Variabel yang juga turun secara signifikan adalah variabel peran partai politik dan kebebasan berkeyakinan yang masing-masing 12,00 dan 11,39 poin dibanding 2015.

Berdasarkan data BPS, seluruh aspek Indeks demokrasi di Kaltim mengalami penurunan.

Aspek kebebasan sipil, lembaga demokrasi dan hak-hak politik mengalami penurunan masing-masing 14,82 poin, 3,63 poin dan 4,39 poin.

"Ini yang membuat IDI Kaltim mengalami penurunan," ungkap Habibullah.

Pengumpulan data IDI terdiri dari 4 sumber data yaitu review surat kabar, review data perda dan pergub, focus group discussion, dan wawancara mendalam.

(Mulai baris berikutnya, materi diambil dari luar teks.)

PR #39549, opened 2025-08-05
[NDINT-290] Add QoS, DIA, and Site Metrics

ken-schneider:
### What does this PR do?
Adds QoS, DIA, Site metrics to the Versa integration.

For QoS metrics are collected by the various forwarding classes (by type, not individual FC) as well as in aggregate.

For each class we collect:
- Volume Sent (bytes)
- Volume Dropped (bytes)
- Bandwidth (bytes per second)

For aggregated totals we collect:
- Volume Sent (bytes)
- Volume Dropped (bytes)
- Bandwidth Sent (bytes per second)
- Percentage dropped (%)

For DIA metrics we collect:
- Volume Sent/Received (bytes)
- Bandwidth Sent/Received (bytes per second)

For Site metrics we collect:
- Availability (percentage)
- Volume Sent/Received (bytes)
- Bandwidth Sent/Received (bytes per second)

### Motivation
Add QoS, DIA, and Site support for the Versa integration

Tested against our Versa environment as well as unit tests based on other analytics metrics structures


pkg/collector/corechecks/network-devices/versa/client/client.go
```diff
@@ -476,6 +514,27 @@ func (client *Client) GetLinkUsageMetrics(tenant string) ([]LinkUsageMetrics, er
 	)
 }
 
+// GetSiteMetrics gets site metrics for a Versa tenant
+func (client *Client) GetSiteMetrics(tenant string) ([]SiteMetrics, error) {
+	return getPaginatedAnalytics(
```
zoedt, line 519: very nice !!

pkg/collector/corechecks/network-devices/versa/client/parser.go
```diff
@@ -174,6 +174,48 @@ func parseLinkUsageMetrics(data [][]interface{}) ([]LinkUsageMetrics, error) {
 	return rows, nil
 }
 
+// parseSiteMetrics parses the raw AaData response into SiteMetrics structs
+func parseSiteMetrics(data [][]interface{}) ([]SiteMetrics, error) {
+	var rows []SiteMetrics
+	for _, row := range data {
+		m := SiteMetrics{}
+		if len(row) < 10 {
```
zoedt: should we keep consistency for `<` or `!=` for this length check? (below have `!=` but maybe it only really matters per call in the end)

pkg/collector/corechecks/network-devices/versa/client/client.go
```diff
@@ -538,18 +603,48 @@ func (client *Client) GetTunnelMetrics(tenant string) ([]TunnelMetrics, error) {
...
+			"volume-rx",
+			"bw-tx",
+			"bw-rx",
+		},
+		parseDIAMetrics,
+	)
+}
+
 // buildAnalyticsPath constructs a Versa Analytics query path in a cleaner way so multiple metrics can be added.
+// TODO: maybe this becomes a struct function. Modifications will be easier and the function signature will be
```
zoedt, line 631: i like this idea and was thinking it would be nice to see the fields modified w/ how many different values can be for each one and getting lost in all of them !

zoedt (approved):
overall lgtm just tiny picks here and there + whatever's needed for CI !

pkg/collector/corechecks/network-devices/versa/client/parser.go
ken-schneider: acked on the other PR where I moved the parsers, this is updated to `!=` as well

pkg/collector/corechecks/network-devices/versa/client/client.go
ken-schneider: Yeah, it's just a lot of passing the same things around.

I'll make a follow up PR to address this

PR #39551, opened 2025-08-05
Jmw/investigate netflow performance and scalability

jmw51798:


comp/netflow/config/config.go
```diff
@@ -36,6 +36,13 @@ type NetflowConfig struct {
 	PrometheusListenerEnabled bool   `mapstructure:"prometheus_listener_enabled"`
 
 	ReverseDNSEnrichmentEnabled bool `mapstructure:"reverse_dns_enrichment_enabled"`
+
+	DropFlowsBeforeAggregator  bool `mapstructure:"drop_flows_before_aggregator"`
+	DropFlowsBeforeEPForwarder bool `mapstructure:"drop_flows_before_ep_forwarder"`
+	SkipHashCollisionDetection bool `mapstructure:"skip_hash_collision_detection"`
+	AggregationHashUseSyncPool bool `mapstructure:"aggregation_hash_use_sync_pool"`
+	PortRollupUseFixedSizeKey  bool `mapstructure:"portrollup_use_fixed_size_key"`
+	GetMemoryStats             bool `mapstructure:"get_memory_stats"`
```
jmw51798: These are config fields for running various experimental code changes.

comp/netflow/flowaggregator/flowaccumulator.go
```diff
@@ -135,7 +203,9 @@ func (f *flowAccumulator) add(flowToAdd *common.Flow) {
 		f.addRDNSEnrichment(aggHash, flowToAdd.SrcAddr, flowToAdd.DstAddr)
 	} else {
 		// use go routine for hash collision detection to avoid blocking critical path
-		go f.detectHashCollision(aggHash, *aggFlow.flow, *flowToAdd)
+		if !f.skipHashCollisionDetection {
```
jmw51798, line 257: Profiling shows a significant amount of overhead for the creation of the goroutines to do the hash collision detection, and the collision detection function is pretty short.  As such it probably makes sense to run the hash detection in-line.

comp/netflow/portrollup/portrollup.go
```diff
@@ -83,6 +115,26 @@ func (prs *EndpointPairPortRollupStore) Add(sourceAddr []byte, destAddr []byte,
 	prs.AddToStore(prs.newStore, srcToDestKey, destToSrcKey, sourceAddr, destAddr, sourcePort, destPort, prs.IsEphemeralFromKeys(srcToDestKey, destToSrcKey))
 }
 
+// addWithFixedSizeKey implements the new fixed-size key approach for IPv4 only
+func (prs *EndpointPairPortRollupStore) addWithFixedSizeKey(sourceAddr []byte, destAddr []byte, sourcePort uint16, destPort uint16) {
```
jmw51798, line 140: This is the change I mentioned to use a fixed size key to avoid the multiple extraneous memory allocations when generating a string key and to reduce portRollup.Add() function runtime by ~33%.

PR #40364, opened 2025-08-28
CPU Management Tag

justin-lesko:
### What does this PR do?
Adds a tag `kube_requested_cpu_management` to kubernetes CPU metrics that indicates whether a container uses dedicated core(s). This tag has two potential values `none` or `static`.

In order to be `static` the following needs to be true:
1. CPU Requests == CPU Limits
2. CPU Requests/Limits are an integer i.e. a whole core or multiple cores
3. Kubelet configuration field `cpu-manager-policy` is `static`

**NOTE:** to compute this tag, this PR also adds the unparsed kubelet config into workloadmeta.
### Motivation
Add a new tag to kubernetes CPU metrics

I deployed a minikube cluster with the kubelet args overriden to set the appropriate `cpu-manager-policy` field 
```
minikube start -p contint-4586-static 
  --driver=docker \
  --container-runtime=containerd \                                                                                                                                                                                                                                                                   
  --cpus=4 --memory=4096 \
  --extra-config=kubelet.cpu-manager-policy=static \
  --extra-config=kubelet.reserved-cpus=0
```

Onto my test cluster, I deployed a pod with with the appropriate CPU requests/limits to warrant the `static` tag
```
apiVersion: v1
kind: Pod
metadata:
  name: guaranteed-qos-pod
spec:
  containers:
  - name: stress
    image: busybox
    command: ["sh","-c","sleep 3600"]
    resources:
      requests:
        cpu: "1"
        memory: "64Mi"
      limits:
        cpu: "1"
        memory: "64Mi"
```

Onto my test cluster I deployed a custom Datadog Agent build of my branch and observed this tag in the UI:
<img width="992" height="1107" alt="Screenshot 2025-08-29 at 1 39 34 PM" src="https://github.com/user-attachments/assets/4ac318a0-317e-4c11-9a28-6deb44396d82" />



releasenotes/notes/kube_cpu_management_tag-300164f56deac3af.yaml
```diff
@@ -0,0 +1,12 @@
...
+# CHANGELOG.rst is rendered. So the text needs to be worded so that
+# it does not depend on any information only available in another
+# section. This may mean repeating some details, but each section
+# must be readable independently of the other.
+#
+# Each section note must be formatted as reStructuredText.
+---
+enhancements:
+  - |
+    Add a new tag kube_cpu_management on kubernetes CPU metrics
```
estherk15:
```suggestion
    Add a new tag `kube_cpu_management` on kubernetes CPU metrics 
```

estherk15 (approved):

comp/core/workloadmeta/collectors/internal/kubelet/kubelet.go
```diff
@@ -115,13 +122,45 @@ func (c *collector) Pull(ctx context.Context) error {
...
+
 func (c *collector) pullFromKubelet(ctx context.Context) error {
+	events := []workloadmeta.CollectorEvent{}
+
+	// Pull the kubelet config once at the first pull because its interval is long
+	c.kubeletConfigOnce.Do(func() {
+		configEvent, err := c.pullKubeletConfig(ctx)
+		if err == nil {
+			events = append(events, configEvent)
+		}
```
lavigne958: as we pull the config at init, should we set the `c.kubeletConfigLastExpire` as well ? so we don't do it twice in a row ?

comp/core/workloadmeta/def/types.go
```diff
@@ -1122,6 +1153,107 @@ func (m *KubernetesMetadata) String(verbose bool) string {
...
+// Kubelet is an Entity representing the kubelet, right now it only holds
+// the kubelet configuration
+type Kubelet struct {
+	EntityID
+	EntityMeta
+	Config KubeletConfig
+}
+
+// GetID implements Entity#GetID
+func (ku *Kubelet) GetID() EntityID { return ku.EntityID }
```
lavigne958: ni picking, puting this function on a single line makes it look like some type definition.

Can we put it on multi-line so it looks like all other functions/method ? Unless the linter complains about it of course :-|

pkg/collector/corechecks/containers/kubelet/provider/cadvisor/provider.go
```diff
@@ -167,6 +167,26 @@ func (p *Provider) processContainerMetric(metricType, metricName string, metricF
...
+
+			wmetaKubelet, _ := p.store.GetKubelet()
+			if wmetaKubelet != nil {
+				cpuManagerPolicy, _ := wmetaKubelet.GetCPUManagerPolicy()
+
+				// strip the leading `container_id://` because containerID is a formatted entity ID
+				id := strings.ReplaceAll(containerID, "container_id://", "")
+				container, _ := p.store.GetContainer(id)
+
+				var guaranteedWholeCore bool
```
lavigne958: should we set it to `false` explicitly just to make it obvious to read ? even though it `false` by default ?

lavigne958 (commented):
I noticed in `comp/core/workloadmeta/collectors/internal/kubelet/kubelet.go` we use the  value of `kubeletConfigLastExpire` to check if we should update the config.

its defautl value is 0, it's not set so anything when we start, so every time we start the call to `time.Since(c.kubeletConfigLastExpire)` will always return the time since EPOCH, which will always be > `kubeletConfigExpireFreq`.

I suggest we rely on this to pull the config, which will always trigger on the first run, and we can remove the use of `sync.Once`.

what do you think ?

comp/core/workloadmeta/collectors/internal/kubelet/kubelet.go
```diff
@@ -655,6 +703,14 @@ func extractResources(spec *kubelet.ContainerSpec) workloadmeta.ContainerResourc
 		resources.MemoryLimit = kubernetes.FormatMemoryRequests(memoryLimit)
 	}
 
+	if cpuLimit, found := spec.Resources.Limits[kubelet.ResourceCPU]; found {
+		if cpuReq, found := spec.Resources.Requests[kubelet.ResourceCPU]; found {
+			if cpuReq == cpuLimit && cpuReq.MilliValue()%1000 == 0 {
+				resources.GuaranteedWholeCore = pointer.Ptr(true)
```
vboulineau: This check is not accurate. You should rely instead on the `Pod status.qosClass == Guaranteed` (we're already parsing it in WLM).
I'm not sure we need to actually store something vs computing it at runtime.

comp/core/workloadmeta/def/types.go
```diff
@@ -1122,6 +1153,107 @@ func (m *KubernetesMetadata) String(verbose bool) string {
 
 var _ Entity = &KubernetesMetadata{}
 
+// KubeletConfig is the kubelet configuration, it is stored as a map
+// and not as a declarative struct
+type KubeletConfig map[string]interface{}
```
vboulineau: We should instead recreate a `struct` with only the fields we are interested in, it will save memory space at runtime (potentially make the JSON parsing faster with JSON parser v2, but probably irrelevant for something we poll every 20m)

pkg/collector/corechecks/containers/kubelet/provider/cadvisor/provider.go
```diff
@@ -167,6 +167,26 @@ func (p *Provider) processContainerMetric(metricType, metricName string, metricF
 		} else {
 			cID, _ := kubelet.KubeContainerIDToTaggerEntityID(containerID)
 			tags, _ = p.tagger.Tag(cID, types.HighCardinality)
+
+			wmetaKubelet, _ := p.store.GetKubelet()
+			if wmetaKubelet != nil {
+				cpuManagerPolicy, _ := wmetaKubelet.GetCPUManagerPolicy()
+
+				// strip the leading `container_id://` because containerID is a formatted entity ID
+				id := strings.ReplaceAll(containerID, "container_id://", "")
```
vboulineau: nit: Ideally we extract containerID and then build tagger ID

pkg/collector/corechecks/containers/kubelet/provider/cadvisor/provider.go
```diff
@@ -167,6 +167,26 @@ func (p *Provider) processContainerMetric(metricType, metricName string, metricF
...
+				container, _ := p.store.GetContainer(id)
+
+				var guaranteedWholeCore bool
+				if container.Resources.GuaranteedWholeCore != nil {
+					guaranteedWholeCore = bool(*container.Resources.GuaranteedWholeCore)
```
vboulineau: nit: `bool()` is not needed. `GuaranteedWholeCore` is already a `bool`

pkg/collector/corechecks/containers/kubelet/provider/cadvisor/provider.go
```diff
@@ -167,6 +167,26 @@ func (p *Provider) processContainerMetric(metricType, metricName string, metricF
...
+				}
+
+				if guaranteedWholeCore && cpuManagerPolicy == workloadmeta.CPUManagerPolicyStatic {
+					tags = utils.ConcatenateStringTags(tags, "kube_cpu_management:static")
```
vboulineau: I don't think the tag name is actually accurate. `kube_cpu_management` would make sense at node level (i.e. this node is configured with `static` CPU), but for a given container, I give the important information is the CPU limit type (is it none, CFS or CPUSet).

vboulineau (commented):
Wondering if we can make it more generic by retrieving the CPUSet for each container and then determine if there's an overlap between CPUSets used by container or not.
It will reflect the _actual_ state rather than the requested state (i.e. a `Burstable` workload can temporarily be running with dedicated cores if it's the only `Burstable` one on the machine and all others are guaranteed + integer)

estherk15 (approved):

lavigne958 (approved):

pkg/collector/corechecks/containers/kubelet/provider/pod/provider.go
```diff
@@ -147,6 +151,24 @@ func (p *Provider) generateContainerSpecMetrics(sender sender.Sender, pod *kubel
...
+				requestedWholeCores = *wmetaContainer.Resources.RequestedWholeCores
+			}
+			if pod.Status.QOSClass == "Guaranteed" &&
+				requestedWholeCores &&
+				cpuManagerPolicy == "static" {
+				tagList = utils.ConcatenateStringTags(tagList, tags.KubeRequestedCPUManagement+":static")
+			} else {
+				tagList = utils.ConcatenateStringTags(tagList, tags.KubeRequestedCPUManagement+":none")
+			}
+		}
```
sblumenthal: Does it make sense to pull this out from here as well as `pkg/collector/corechecks/containers/kubelet/provider/cadvisor/provider.go` and instead put it in `pkg/collector/corechecks/containers/kubelet/common/pod.go`? Seems like these 2 code blocks are identical

sblumenthal (approved):
One small note, otherwise looks good to me

comp/core/tagger/tags/tags.go
```diff
@@ -105,6 +105,9 @@ const (
 	KubeAppManagedBy = "kube_app_managed_by"
 	// KubeAutoscalerKind is the tag reflecting if a pod is managed by an Autoscaler
 	KubeAutoscalerKind = "kube_autoscaler_kind"
+	// KubeRequestedCPUManagement is the tag that describes a container's cpu management
+	// which is either static (dedicated) or none
+	KubeRequestedCPUManagement = "kube_requested_cpu_management"
```
gabedos, line 110: Just double checking that you mean for it to be `kube_requested_cpu_management`. You have it referenced as only `kube_cpu_management` everywhere else.

I personally like the shorter naming convention and not sure how much value the `requested` sub-string adds but slightly indifferent on this

gabedos: Synced offline: adding `requested` does add some significance.

pkg/collector/corechecks/containers/kubelet/provider/pod/provider.go
```diff
@@ -147,6 +151,24 @@ func (p *Provider) generateContainerSpecMetrics(sender sender.Sender, pod *kubel
 	tagList = utils.ConcatenateTags(tagList, p.config.Tags)
 
 	if container.Resources != nil { // Ephemeral containers do not have resources defined
+		wmetaKubelet, _ := p.store.GetKubelet()
+		if wmetaKubelet != nil {
+			cpuManagerPolicy := wmetaKubelet.ConfigDocument.KubeletConfig.CPUManagerPolicy
+			wmetaContainer, _ := p.store.GetContainer(containerID.GetID())
```
gabedos: nit: for extra safety to avoid any seg faults, we can add error handling here.

For eg. if only the kubelet collector is providing container information which loads every ~5 seconds, in a race, it might be possible that the check executes before workloadmeta processes the pods containers.

gabedos (approved):
lgtm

"Angka IDI 2016 merupakan indeks komposit yang disusun dari tiga nilai aspek yakni aspek kebebasan sipil, aspek hak-hak politik dan aspek lembaga demokrasi. Untuk capaian 2016 nilai indeks aspek-aspek tersebut sebesar 78,25, 78,35 dan 60,36," ujar  Habibullah. 

Jika dibagi menurut kategori baik, sedang, dan buruk, indeks aspek kebebasan sipil yang sejak awal pengukuran 2009 di Kaltim sudah mencapai kategori baik, kini turun menjadi sedang.

"Sementara pada aspek hak-hak politik sejak 2009 hingga 2013 stabil pada kategori buruk. Perubahan signifikan terjadi di tahun 2014 dan 2015, aspek ini menembus kategori baik. Namun, di 2016, kembali menurun ke kategori sedang," kata Habibullah.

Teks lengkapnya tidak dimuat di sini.